A few will actually take even more advantage of the PC with exclusive multiplayer features, advanced graphics improvements, mod support etc.

But ultimately, unless the game is truly geared for PC only release (and remember there is no Sony or Microsoft to buy out games from developers and lock them in as exclusives so most PC exclusives are from genres that do a lot better on PC or require mouse and keyboard input), it needs ot run on consoles, and that will always place a limit on what can be done without adding huge costs and development time.

The elephant in the room is VR. I predict that the next year is going to become the year in which the gaming PC takes center stage again, because VR really is revolutionary, and the current hardware requirements to make it work well are beyond the current generation of consoles.

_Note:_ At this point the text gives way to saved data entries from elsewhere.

PR #421, opened 2016-07-14
Return 422 on put-content requests without publishing_app

kevindew:
When a request is submitted to PUT /v2/content/:content-id without a
publishing_app a 500 response is returned. These changes instead return a 422
and a descriptive message.

### DIFF
--- a/app/commands/v2/put_content.rb
+++ b/app/commands/v2/put_content.rb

2016 will see the introduction of VR hardware with early adopters, but the general public will be right behind them as more people experience what it’s like and become instantly sold.

2017 will be the big year in which VR capability becomes a must-have for new computers, huge new killer games and apps will appear, and old-style console gaming will start to look passe’.

The minimum spec for VR that doesn’t make you motion sick and has decent resolution will require the equivalent of a GTX 980. And when the next gen goggles show up with twice the resolution, graphics power will be the limiting factor. There’s no way the consoles will be able to keep up, and VR on them will always be a second-rate experience.

I’m not convinced that VR is going to be the next big thing. Even with all the expensive interfaces, there’s a huge gap in making this something even most gamers really want to play. VR systems as they stand today aren’t able to deliver good interfaces, either, and that’s a huge hurdle to overcome. The first team to figure this out might create the first “killer app” for VR, but gaming has been trending in the other direction, away from hard-core experiences in favor of more casual and open play.

Sony is working on a VR rig for the PS4 (imaginatively named PlayStation VR) and it will likely be released before the consumer version of the Oculus Rift. I haven’t tried it myself yet, but the general consensus is that it’s an experience that’s roughly on par with the Rift.

That said, I agree with smiling bandit, VR is probably a dead end when it comes to the mass market.

Only in relative terms. PC GPU sales are still quite strong. Ten million grandmas playing Candy Crush on their iPads don’t affect the hardcore market at all.